PR #702, opened 2022-03-29
Improve error handling

gzdunek:
In some places informing the user about an error was not sufficient.
I added:
- standard, red labels over the tables in `ClusterResources` (servers, dbs, kubes, apps)
- notifications in other places, where we don't have an option to show static error label (closing db connection, synchronising root cluster) 

Notification component: 
Screenshot 2022-03-29 at 11 49 00
(IMO this looks quite nice for someone with no design experience 🙂)

I also let the app render when the init function fails - this should make it easier to track why the app sometimes stops at `Loading`. 
Closes: https://github.com/gravitational/webapps.e/issues/151

### DIFF
--- a/packages/teleterm/src/ui/DocumentCluster/ClusterResources/Applications/Applications.tsx
+++ b/packages/teleterm/src/ui/DocumentCluster/ClusterResources/Applications/Applications.tsx
@@ -33,6 +33,7 @@ import Table, { Cell } from 'design/DataTable';
 import * as types from 'teleterm/ui/services/clusters/types';
 import { useApps, State } from './useApps';
 import { renderLabelCell } from '../renderLabelCell';
+import { Danger } from 'design/Alert';
 
 export default function Container() {
   const state = useApps();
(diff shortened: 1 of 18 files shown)


packages/teleterm/src/ui/DocumentCluster/ClusterResources/Applications/Applications.tsx
```diff
@@ -33,52 +33,58 @@ import Table, { Cell } from 'design/DataTable';
...
-        {
-          altKey: 'launch-btn',
-          render: renderConnectButton,
-        },
-      ]}
-      emptyText="No Applications Found"
-      pagination={{ pageSize: 100, pagerPosition: 'bottom' }}
-    />
+    <>
+      {syncStatus.status === 'failed' && (
```
ravicious, line 48: How can I test this? In what scenario is `syncStatus` set `failed`? I tried to either disconnect my network connection or shut down the cluster, but in both cases the app crashes with

```
2 UNKNOWN: dial tcp 127.0.0.1:3023: connect: connection refused
```

packages/teleterm/src/ui/services/clusters/clustersService.ts
```diff
@@ -271,10 +284,18 @@ export class ClustersService extends ImmutableStore<ClustersServiceState> {
...
+      await this.client.removeGateway(gatewayUri);
+      this.setState(draft => {
+        draft.gateways.delete(gatewayUri);
+      });
+    } catch (error) {
+      this.notificationsService.notifyError({
+        title: 'Could not close DB connection',
+        description: error.message,
+      });
+      throw error;
```
ravicious, line 297: Same question as for cluster resources, how can I trigger this path when using the app?

gzdunek:
I don't think you can easily trigger these errors. I wanted to add that handling for _unknown_ situations, like when using a cellular connection with poor coverage, I think there will be higher chance for a particular request to fail.  
For resources we already have this `syncStatus` data, so for me it's good to show it.

During development I was just throwing an error in the request:
```typescript
await this.client.removeGateway(gatewayUri).then(() => {
  throw new Error('Network failure');
});
```

gzdunek:
Btw, we were accessing `serversSyncStatus` like an object, but it is a `Map`, so I fixed that.

ravicious:
> I don't think you can easily trigger these errors. (…) For resources we already have this `syncStatus` data, so for me it's good to show it.

Yeah, it's probably better to add it anyway.

I wish the app didn't crash if the network is offline or the given cluster goes offline, but I suppose that's fine for the preview release. I'll add these two things to the tech debt backlog.

gzdunek:
Pushed small visual changes to the `Notification` component, content can now take full width.

ravicious (approved):

packages/teleterm/src/ui/components/Notifcations/Notification.tsx
```diff
@@ -0,0 +1,164 @@
...
+
+const textCss = css`
+  line-height: 20px;
+`;
+
+const shortTextCss = css`
+  ${textCss}
+  display: -webkit-box;
+  -webkit-box-orient: vertical;
+  -webkit-line-clamp: 3;
```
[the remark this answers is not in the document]
gzdunek: Unfortunately, to use `-webkit-line-clamp` we have to use `-webkit-box` https://developer.mozilla.org/en-US/docs/Web/CSS/-webkit-line-clamp.
I wanted to show more than one line when text is overflowing and there is no other way 😕 
It is not a standard feature, but IMO as long as we know the target browser we should be safe.

packages/teleterm/src/ui/services/clusters/clustersService.ts
```diff
@@ -271,10 +284,18 @@ export class ClustersService extends ImmutableStore<ClustersServiceState> {
...
-      draft.gateways.delete(gatewayUri);
-    });
+    try {
+      await this.client.removeGateway(gatewayUri);
+      this.setState(draft => {
+        draft.gateways.delete(gatewayUri);
+      });
+    } catch (error) {
+      this.notificationsService.notifyError({
+        title: 'Could not close DB connection',
```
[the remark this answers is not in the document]
gzdunek: Done

ravicious (approved):

packages/teleterm/src/ui/services/notifications/notificationsService.ts
```diff
@@ -0,0 +1,51 @@
...
+
+  getNotifications(): NotificationItem[] {
+    return this.state;
+  }
+
+  useState(): NotificationItem[] {
+    return useStore(this).state;
+  }
+
+  private notify(options: Omit<NotificationItem, 'id'>): string {
```
ravicious, line 38: Oh, I didn't know about it! Thanks.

————

# [WORK TO BE COMPLETED]
The response must consist of the lines above, from the first one through the line containing "- standard, red", reproduced exactly.

# [ANSWER SPACE]
PR #702, opened 2022-03-29
Improve error handling

gzdunek:
In some places informing the user about an error was not sufficient.
I added:
- standard, red labels over the tables in `ClusterResources` (servers, dbs, kubes, apps)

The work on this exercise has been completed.